中小企業の倒産件数が、過去最高を更新し続けています。
その主な原因は、資金繰りの悪化でも人材不足でもなく、「販売不振」。つまり売れない、儲からないことが理由です。
私が支援現場で目の当たりにするのは、ある典型的なパターンです。
ビジネスアイディアがひらめいた瞬間、「これは売れそうだ!」と期待に胸をふくらませ、市場調査や事業計画をしないまま、いきなり製品開発に突入する、以下の図で言えば、①から⑤へと高揚感で“スキップ”してしまうのです。
「売れそう」と「売れる」は別物
「これは売れそう」という直感そのものを否定するわけではありません。しかし問題は、その直感が「いくら売れそうか」という具体的な数字を伴っていないことです。
- 市場は成長しているか?(成長率)
- 自社が優位に立てるポジションはあるか?(競争優位性)
- そもそも、十分な市場規模が存在するか?(TAM・SAM・SOM)
このような問いに答えるための市場調査やその結果に基づいて事業計画書を作成しなければ、ビジネスは“夢”のままで終わってしまいます。
製品を作ってから販路を探すのでは遅い
アイディアが形になっていく過程はワクワクするものです。ですが、販路も顧客も見えていない状態で製品開発を進めてしまうと、リリースの段階になって初めて「売り方がわからない」ことに気づくことになります。
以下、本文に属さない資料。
PR #2019, opened 2026-08-18
fix(memory): use --id for memory selectors

notgitika:
This PR standardize the parent Memory selector on `--id` across event, record, actor, and session commands. We see this convention in the rest of the CLI.

I also add a regression assertion that imperative Memory selectors do not use `--memory`

bun build, typecheck, lint, format and test pass


aidandaly24 (approved):
No comments this LGTM, thanks!

nborges-aws (approved):
Nice work!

これは、開発者と経営判断者が同一人物であることの多い中小・零細企業に特有の落とし穴とも言えるでしょう。
しかも、製品開発〜リリースまでの期間は外注費などもかさむ“他者を儲けさせる期間”でもあります。収益化されなければ、結局、自社だけが赤字を背負い、他社にだけ利益をもたらすことになります。設けるための事業が自分が損をするのでは何のためやっているのかと言いたくなります。
大企業も同じ罠にはまる
この構造は中小企業だけの問題ではありません。
大企業でも「現場の声なき戦略」が上層部から降りてきて、営業現場では腹落ちせず、結果的に売れない、ということが起こります。特に近年は「営業は古い」とばかりにDXに置き換えようとする動きもありますが、収益を生み出している唯一の部門は営業である、という事実は変わりません。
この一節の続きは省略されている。